DEAR EDITOR,

I was given a copy of the National Wood Strategy for England recently and read it from glossy cover to glossy cover, with great interest.

Clearly a lot of people have put a tremendous amount of hard work in to compiling such a document, but, in my humble opinion, nothing significant will change unless the following are addressed:

1. Forestry is recognised as a long-term business and taken out of the short-sighted political arena.

2. Are all players in the supply chain signed up to the reports objective?

3. When does the strategy start?

4. What are the penalties for non-achievement year on year of the report’s objectives?

WANT MORE ON THE NWS? 

5. Is there sufficient money and resources to complete this ambitious programme?

6. Legislation would need to be passed to address the serious damage being done, particularly to hardwood species, by squirrels and deer.

7. Who would oversee to ensure targets are met, with no ‘back-sliding’?

I have seen many reports come and go. Has the industry, our industry, got the bottle and ability to make a real step change?

Regards,
Andy Chalmers, Melcourt Industries, Gloucestershire

DEAR EDITOR,

Every so often a light is shone on a serious point which everyone seems to have missed. One such light was beamed by John McNee, editor of Forestry Journal, in his ‘Letter from the Editor’ prefacing the February 2024 issue.

Writing about widespread New Year flooding and its extensive coverage in the national and regional press, he emphasised the need for more tree planting not least for flood defences, then added, apparently as an afterthought, “not that this point was ever raised in any of the news reports I saw”.

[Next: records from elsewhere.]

PR #3528, opened 2026-09-08
fix(oq): record the dtype the output config reports

andyoneal:
oQ's output `config.json` inherits `dtype` from the source, so a `dtype="float16"` build stores fp16 tensors and still reports `bfloat16`. In the same run oQ appends `-fp16` to the output directory name, so the name and the config contradict each other, and the config is the one that is wrong.

Nothing downstream corrects it. mlx-lm and mlx-vlm load weights at their stored dtype and let MLX promote activations from them, and the only reader of the key in this tree is `_target_precision_tag` in `omlx/engine/dflash.py`, which is gated behind a checkpoint having no `quantization`/`quantization_config` section — an oQ output always writes both, so that branch is unreachable for an oQ checkpoint. The field cannot change execution, then; it only changes what a reader concludes about the file, which is the reason it is worth correcting rather than a reason to leave it.

## What changed

`_apply_output_dtype` records the resolved dtype at both config write paths, `quantize_oq_streaming` and the temporary sensitivity proxy. The label comes from the same `dtype == "bfloat16"` test that selects `target_dtype`, so the config agrees with every tensor the quantizer writes.

It does not follow that the key is true of every tensor in a finished checkpoint. A gemma4 build with a Lightning MTP head carries 48 bfloat16 tensors beside the float16 base — all of `language_model.mtp.*` — merged afterwards by `combine_gemma4_assistant_mtp`, which keeps the assistant at its shipped dtype and leaves the quantization config alone. So the key moves from wrong about the 1243 tensors oQ wrote to wrong about the 48 it did not, and it is best read as describing the quantizer's own output.

This follows `_clone_config` in `tools/clone_mlx_model_fp16.py`, which already normalizes `dtype` and `text_config.dtype` for its own clone path. The one deliberate difference is that only keys the source declared are rewritten rather than added, so no checkpoint gains metadata it did not have before.

`vision_config` is left alone. Under a float16 target, `_cast_passthrough_tensor` stores vision and audio weights as float32 rather than float16, so no single key describes both towers and writing `float16` there would be actively false rather than merely stale.

## Testing

`test_output_config_reports_the_dtype_it_wrote` runs the real `quantize_oq_streaming` in both directions — a bfloat16 source built to float16, and a float16 source built to bfloat16 — and checks the written config against the dtype of the tensors actually stored. Both cases fail without the change, with `assert 'bfloat16' == 'float16'` and its mirror.

509 passed and 1 skipped across the oQ suites (`test_oq`, `test_oq_manager`, `test_oq_combine`, `test_oq_fp8_dequant`, `test_oq_fused_qkv_virtual`, `test_oqe_calibration_packaging`). The remaining six test files that touch oQ also pass (220 passed, 8 skipped), as do the admin tests that import it (415 passed).

### DIFF
--- a/omlx/oq.py
+++ b/omlx/oq.py
@@ -166,6 +166,36 @@ def _validate_oq_dtype_for_model(config: dict, dtype: str) -> None:
         )
 
 
+def _canonical_output_dtype(dtype: str) -> str:
+    """Name the dtype oQ will actually store, mirroring ``target_dtype``.
+
+    Both write paths store fp16 for anything not exactly ``"bfloat16"``, so
+    deriving the label from the same test keeps the config from disagreeing
+    with the tensors. Assumes ``dtype`` already passed the ``OQ_DTYPES``
+    check, which is what keeps the fallback from mislabelling a third value.
+    """
+    return "bfloat16" if dtype == "bfloat16" else "float16"
+
+
+def _apply_output_dtype(config: dict, dtype: str) -> None:
+    """Record the dtype oQ wrote, replacing the source's inherited claim.
+
+    A source config describes the checkpoint oQ read, not the one it writes,
+    and nothing in the load path corrects it, so a float16 build of a bfloat16
+    source reads back as bfloat16. Follows ``_clone_config`` in
+    ``tools/clone_mlx_model_fp16.py``, but only rewrites keys the source
+    declared rather than adding any. ``vision_config`` is left alone: under a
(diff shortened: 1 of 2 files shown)


jundot:
Thanks for the fix. I verified that both conversion directions now report the stored dtype correctly, including the sensitivity proxy path. Existing configs without dtype keys and vision metadata remain unchanged. LGTM, I'll merge this.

Absolutely right, and as an avid news watcher and reader myself it is something I had completely missed. And something so basic, because everyone knows or should know that woodland plantings absorb rainwater, reduce erosion and thereby slow down water flow rates. Beaver reintroductions are a classic case in point. Furry and cuddly native mammals are boosts to biodiversity, but with little said about how the beaver’s tree felling, dam building and water resource creation slows down water flow rates and thereby mitigates flooding.

Conservative MP Flick Drummond recently sent a leaflet to her Meon Valley constituents in Hampshire asking them to stop flushing the ‘carsey’, taking baths and using washing machines during “heavy downpours” to prevent sewage spills.

So how on earth does not flushing the loo during downpours prevent raw human sewage polluting our waterways? That’s because most of Britain’s sewage network was built using a so-called ‘combined’ system which means waste water and surface rainwater go down the same ‘hole’ with the whole lot ferried to the sewage works, which releases the lot into the river because it can’t cope with the volumes. 

There’s your answer – plant more trees in Meon Valley to reduce the amount of surface rainwater run-off.